# TASK GOAL
Read through the data, and wherever a line holds the word "ArrayMapFunctionReturnTypeExtension", write that line out.

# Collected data
PR #3156, opened 2024-06-13
Improve the return type of array_map() for constant arrays

zonuexe:
resolve https://github.com/phpstan/phpstan/issues/11180

### DIFF
--- a/src/Type/Php/ArrayMapFunctionReturnTypeExtension.php
+++ b/src/Type/Php/ArrayMapFunctionReturnTypeExtension.php
@@ -23,7 +23,6 @@ use PHPStan\Type\TypeCombinator;
 use PHPStan\Type\TypeUtils;
 use function array_slice;
 use function count;
-use function preg_match;
 
 final class ArrayMapFunctionReturnTypeExtension implements DynamicFunctionReturnTypeExtension
 {
@@ -51,18 +50,6 @@ final class ArrayMapFunctionReturnTypeExtension implements DynamicFunctionReturn
 			}
 			$valueType = TypeCombinator::union(...$valueTypes);
 			$callback = $functionCall->getArgs()[0]->value;
-			if ($callback instanceof String_) {
-				/** @var non-falsy-string $callName */
-				$callName = $callback->value;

# RESULT
--- a/src/Type/Php/ArrayMapFunctionReturnTypeExtension.php
+++ b/src/Type/Php/ArrayMapFunctionReturnTypeExtension.php
 final class ArrayMapFunctionReturnTypeExtension implements DynamicFunctionReturnTypeExtension
@@ -51,18 +50,6 @@ final class ArrayMapFunctionReturnTypeExtension implements DynamicFunctionReturn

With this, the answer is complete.